Automakers see potential in Russia

— Sleek and glistening, General Motors sedans creep off the assembly line here. They are as new as cars can get. And so is the assembly line, where the first test cars emerged this month.

Even as GM is scaling back elsewhere in Europe, the company is ramping up production in Russia, a country that is becoming a bright spot for GM and much of the rest of the automotive industry.

Trickle-down oil wealth and the spread of easily accessible auto financing are lifting sales, which rose by 40 percent in the first half of this year compared with the same period a year ago. GM, Ford, Volkswagen, Nissan and Renault are all opening new plants, or intend to do so soon.

The new GM line in this picturesque town, an old center of the Russian car industry on the Volga River, will manufacture 30,000 Aveo sedans a year. Cars, held up on jacks, move along the assembly line and end up in a brilliantly illuminated inspection room, where every inch is carefully examined; the factory is trying to get defects down to GM standards. If all goes well, production will start in January.

The site is one of half a dozen facilities that GM runs in Russia, where the Detroit carmaker intends to invest $1 billion over the next five years. The money is a good bet today, analysts of the Russian market say, for the same reason that politics here recently got a jolt with street protests: The Russian middle class is rising and becoming a force in both commerce and public life.

“I would put Russia in the same breath as China,” Timothy E. Lee, the head of GM’s international division, said at a groundbreaking ceremony last summer for a plant in St. Petersburg, which will make midprice sedans. The Chinese car market has expanded at a frenetic pace over the past decade, sales reports show.

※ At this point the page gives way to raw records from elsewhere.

PR #84, opened 2023-03-16
HTML extension test uses locale urls

amauch-adobe:
This PR addresses the found issue in this ticket: [MWPW-127111](https://jira.corp.adobe.com/browse/MWPW-127111)

* Added regex checking for HTML extensions when using locales in /blog/ URLs
* Added JP URL to test HTML extension in a different locale.

### DIFF
--- a/features/html_ext.spec.js
+++ b/features/html_ext.spec.js
@@ -9,6 +9,7 @@ module.exports = {
         '/customer-success-stories/abb-case-study',
         '/customer-success-stories/dentsu-isobar-case-study',
         '/blog/',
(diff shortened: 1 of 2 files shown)


amauch-adobe:
The Nala executions were canceled because they fired off a lot of executions instead of just one.  It also pulled in the trivial label and I think that caused the GitHub actions job to wig out.  Anyways, I re-ran it manually in GitHub Actions using the Nala Debugging workflow and it passed as shown below:

Screenshot 2023-03-16 at 1 23 22 PM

Overall, Russian car sales are now approaching 3 million cars annually, according to the Association of European Businesses, a group that tracks sales here as part of its efforts to promote trade between Russia and the European Union.

Russia is projected to surpass Germany and become the largest car market in Europe in 2014. In August, Russians bought more cars than Germans did, before sales tapered off in the fall.

“It makes sense to invest where you have a good growth,” Vladimir Bespalov, an automotive analyst with VTB bank, said in a telephone interview. “This is the trend, and the growth is in the emerging markets.”